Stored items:
┄┄┄┄┄┄
PR #233, opened 2025-01-28
Added a logger and implemented in execute_df (#163)

### LINKED ISSUE #163: Add proper Python logging to PyDough
Should be used for places such as displaying the generated SQL in `execute_df`, instead of printing.

vineetg3:
Resolves #163. 
* Exposed the display_sql kwarg to_df and subsequently to execute_df.
* Pretty SQL is logged now in execute_df.
* Created a configured logger for reuse across PyDough.


vineetg3:
This Resolves #163

pydough/logger/__init__.py
```diff
@@ -0,0 +1,5 @@
+__all__ = [
+    "get_logger"
+]
+
+from .logger import get_logger
```
knassre-bodo, line 5: Add a newline at the bottom of the file

pydough/logger/__init__.py
```diff
@@ -0,0 +1,5 @@
+__all__ = [
```
knassre-bodo, line 1: The module needs a module-level docstring & module-level README (see other modules for examples). Alternatively, you could forgo a new folder and place `logger.py` in the `configs` module, which would make sense since configuring the logger could eventually be tied to the PyDough session configs.

pydough/logger/logger.py
```diff
@@ -0,0 +1,43 @@
+import logging
```
knassre-bodo, line 1: This needs a file-level docstring (see other files like `pydough_configs.py` or `builtin_databases.py` for examples)

pydough/logger/logger.py
```diff
@@ -0,0 +1,43 @@
...
+import os
+import sys
+
+
+def get_logger(
```
knassre-bodo, line 6: I'd make sure this gets imported to the main `__init__.py` for PyDough, then include documentation for this in:
- The README.md of the module it is in
- The `usage.md` file

pydough/logger/logger.py
```diff
@@ -0,0 +1,43 @@
...
+    name=__name__, 
+    default_level=logging.INFO, 
+    fmt="%(asctime)s [%(levelname)s] %(name)s: %(message)s",
+    handlers=None,
+    level_env_var="PYDOUGH_LOG_LEVEL"
```
knassre-bodo, line 11: I wouldn't allow this to be a variable. Instead, I would note the `PYDOUGH_LOG_LEVEL` environment variable in the `usage.md` file when this function is documented.

pydough/logger/logger.py
```diff
@@ -0,0 +1,43 @@
+import logging
+import os
+import sys
+
+
+def get_logger(
+    name=__name__, 
+    default_level=logging.INFO,
```
knassre-bodo, line 8: The arguments & outputs to this function should be type annotated.

pydough/logger/logger.py
```diff
@@ -0,0 +1,43 @@
...
+    name=__name__, 
+    default_level=logging.INFO, 
+    fmt="%(asctime)s [%(levelname)s] %(name)s: %(message)s",
+    handlers=None,
+    level_env_var="PYDOUGH_LOG_LEVEL"
+):
+    """
+    Returns a logger with specified handlers, allowing the logging level to be set externally.
+
+    :param name: Logger name, usually __name__ from the calling module
```
knassre-bodo, line 16: The format should be:
```
Description description description description.

Args:
   `arg0_name`: Argument description.
   `arg1_name`: Argument description.

Returns:
   Description of the return value
```

tests/test_logging.py
```diff
@@ -0,0 +1,122 @@
...
+
+def get_function_name():
+    return inspect.currentframe().f_back.f_code.co_name
+
+
+def test_get_logger_default_level(capsys):
+    """
+    Test logger with the default logging level and output.
+    """
+    logger = get_logger(get_function_name()+"_test_logger")
```
knassre-bodo, line 28: Instead of `get_function_name`, I recommend manually providing a name for each of these tests, and making sure the appropriate name is used..

tests/test_logging.py
```diff
@@ -0,0 +1,122 @@
...
+    assert "INFO" in captured.out
+    assert "This is an INFO message" in captured.out
+
+
+def test_get_logger_env_override(monkeypatch, capsys):
+    """
+    Test overriding the log level using an environment variable.
+    """
+    # Set the environment variable to override the log level
+    monkeypatch.setenv("PYDOUGH_LOG_LEVEL", "DEBUG")
```
knassre-bodo, line 40: That is a neat trick I hadn't heard of before!

tests/test_logging.py
```diff
@@ -0,0 +1,122 @@
...
+    "root, output",
+    [
+        pytest.param(
+            tpch_query_1_plan(),
+            tpch_q1_output(),
+            id="tpch_q1",
+        ),
+    ],
+)
+def test_execute_df_logging(
```
knassre-bodo, line 100: Couple of things here:
- This shouldn't be parameterized since you only ever have 1 hardcoded output. 
- `tpch_q1_output` shouldn't be here since you never use `output`
- If you want to make it parameterized, `required_op` should be part of the parameterization (but it'd be fine to just make it non-parameterized & do everything in the function button).

tests/test_logging.py
```diff
@@ -0,0 +1,122 @@
...
+    captured_output = output_capture.getvalue()
+
+    required_op = '''[INFO] pydough.sqlglot.execute_relational: SQL query:\n, SELECT L_RETURNFLAG, L_LINESTATUS, SUM_QTY, SUM_BASE_PRICE, SUM_DISC_PRICE, SUM_CHARGE, CAST(SUM_QTY AS REAL) / COUNT_ORDER AS AVG_QTY, CAST(SUM_BASE_PRICE AS REAL) / COUNT_ORDER AS AVG_PRICE, CAST(SUM_DISCOUNT AS REAL) / COUNT_ORDER AS AVG_DISC, COUNT_ORDER FROM (SELECT L_RETURNFLAG, L_LINESTATUS, SUM(L_QUANTITY) AS SUM_QTY, SUM(L_EXTENDEDPRICE) AS SUM_BASE_PRICE, SUM(L_DISCOUNT) AS SUM_DISCOUNT, SUM(TEMP_COL0) AS SUM_DISC_PRICE, SUM(TEMP_COL1) AS SUM_CHARGE, COUNT() AS COUNT_ORDER FROM (SELECT L_QUANTITY, L_EXTENDEDPRICE, L_DISCOUNT, L_RETURNFLAG, L_LINESTATUS, TEMP_COL0, TEMP_COL0 * (1 + L_TAX) AS TEMP_COL1 FROM (SELECT L_QUANTITY, L_EXTENDEDPRICE, L_DISCOUNT, L_TAX, L_RETURNFLAG, L_LINESTATUS, L_EXTENDEDPRICE * (1 - L_DISCOUNT) AS TEMP_COL0 FROM (SELECT L_QUANTITY, L_EXTENDEDPRICE, L_DISCOUNT, L_TAX, L_RETURNFLAG, L_LINESTATUS FROM (SELECT L_QUANTITY, L_EXTENDEDPRICE, L_DISCOUNT, L_TAX, L_RETURNFLAG, L_LINESTATUS, L_SHIPDATE FROM LINEITEM) WHERE L_SHIPDATE <= '1998-12-01'))) GROUP BY L_RETURNFLAG, L_LINESTATUS) ORDER BY L_RETURNFLAG, L_LINESTATUS
```
knassre-bodo, line 120: If this is a multiline string, make it so instead of using `\n`

pydough/sqlglot/execute_relational.py
```diff
@@ -87,8 +88,7 @@ def execute_df(
     """
     sqlglot_dialect: SQLGlotDialect = convert_dialect_to_sqlglot(ctx.dialect)
     sql: str = convert_relation_to_sql(relational, sqlglot_dialect, bindings)
-    # TODO: (gh #163) handle with a proper Python logger instead of
-    # just printing
     if display_sql:
-        print("SQL query:\n", sql)
+        pyd_logger = get_logger(__name__)
+        pyd_logger.info(f"SQL query:\n, {sql}")
```
knassre-bodo, line 93: I just learned that sqlglot has a `pretty` argument that can be passed when converting to SQL (done inside `convert_relation_to_sql`). I realized we should probably use it in general, but for now can you make it so `pretty=True` is passed in when `display_sql` is True (that way it only affects the one test you wrote that invokes it)? Down the line we can make it do so for all instances where the user will see the SQL.

knassre-bodo (commented):
Great job @vineetg3! Had a few revisions for you to do, but an excellent first PR!

pydough/logger/logger.py
vineetg3: Is there a specific reason to import it to the main `__init__.py`?

knassre-bodo: That way, you can do `from pydough import get_logger`, which makes sense because this seems like the type of utility you'd want to be directly available to users. For internal usage you can still use `from pydough.logger import get_logger` to avoid circularity issues.

vineetg3: Got it thank you. I'll make the change.

knassre-bodo (approved):
Nearly LGTM! Fantastic job @vineetg3. My remaining comments are mostly nitpicks / documentation.

documentation/usage.md
```diff
@@ -730,3 +731,22 @@ This term is singular with regards to the collection, meaning it can be placed i
...
 ```
+## Logging
+
+Logging is enabled and set to INFO level by default. We can change the log level by setting the environment variable `PYDOUGH_LOG_LEVEL` to the standard levels: DEBUG, INFO, WARNING, ERROR, CRITICAL.
+
+A new `logger` object can be created using `get_logger`.
+This function configures and returns a logger instance. It takes the following arguments:
+
+- `name` : The logger's name, typically the module name (`__name__`).
+- `default_level` : The default logging level if not set externally via environment variable `PYDOUGH_LOG_LEVEL`.
```
hadia206, line 742: Let's mention again that `INFO` is the default value

documentation/usage.md
```diff
@@ -730,3 +731,22 @@ This term is singular with regards to the collection, meaning it can be placed i
...
+- `fmt` : An optional log message format compatible with Python's logging.
+- `handlers` : An optional list of logging handlers to attach to the logger.
+
+It returns a configured `logging.Logger` instance.
+
+```py
+from pydough import get_logger
+pyd_logger = get_logger(__name__)
+#add examples of using the logger
```
hadia206, line 751: shouldn't we add an example of using it here?

pydough/logger/README.md
```diff
@@ -0,0 +1,7 @@
+# Logger
+
+This directory of PyDough deals with logger utilities.
+
+## Available APIs
+
+- `get_logger`: The main function to get a logger as defined in `./logger.py`.
```
hadia206, line 7: I should show full API with its arguments.

pydough/logger/__init__.py
hadia206: Reminder to address this

pydough/logger/logger.py
```diff
@@ -0,0 +1,49 @@
...
+        default_level (int): Default logging level if not set externally.
+        fmt (str): The format of the string compatible with python's logging library.
+        handlers (Optional[List[logging.Handler]]): A list of `logging.Handler` instances to add to the logger.
+    Returns:
+        logging.Logger: Configured logger instance.
+    """
+    logger = logging.getLogger(name)
+    level_env_var = "PYDOUGH_LOG_LEVEL"
+    level = os.getenv(level_env_var, default_level)
+    if isinstance(level, str):
```
hadia206, line 31: What happens if it's not a string or a string that is not one of the expected values?

hadia206 (approved):
I have minor comments. Otherwise looks good to me.
Great job on your 1st PR Vineet :)

pydough/logger/logger.py
vineetg3: It falls back to the default value. Should I throw a Value and Type error or just log as a warning?

hadia206: log as warning is fine.

knassre-bodo: I think we might as well do:
```py
assert isinstance(level, str), f"expected environment variable 'PYDOUGH_LOG_LEVEL' to be a string, found {level.__class__.__name__}"
```

PS: I forgot this in my earlier review, but wherever possible can you make variables defined in functions have type annotations? This serves two benefits:
- Good for review / code archeology from the GitHub UI since you won't have the same tooltip highlighting that you get form an IDE
- mypy enforces these annotations strongly, so adding annotations increases the chances that any bugs/errors in the code can be caught by mypy isntead of you having to track them down yourself.

pydough/logger/README.md
knassre-bodo: Since we describe this elsewhere, we can also just provide a relative link to that section of `usage.md` for details on how this API works.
┄┄┄┄┄┄
### PROBLEM STATEMENT
Go through the entries above and count the lines holding the word "comments"; write nothing but the number.

### ANSWER TO THIS TASK
2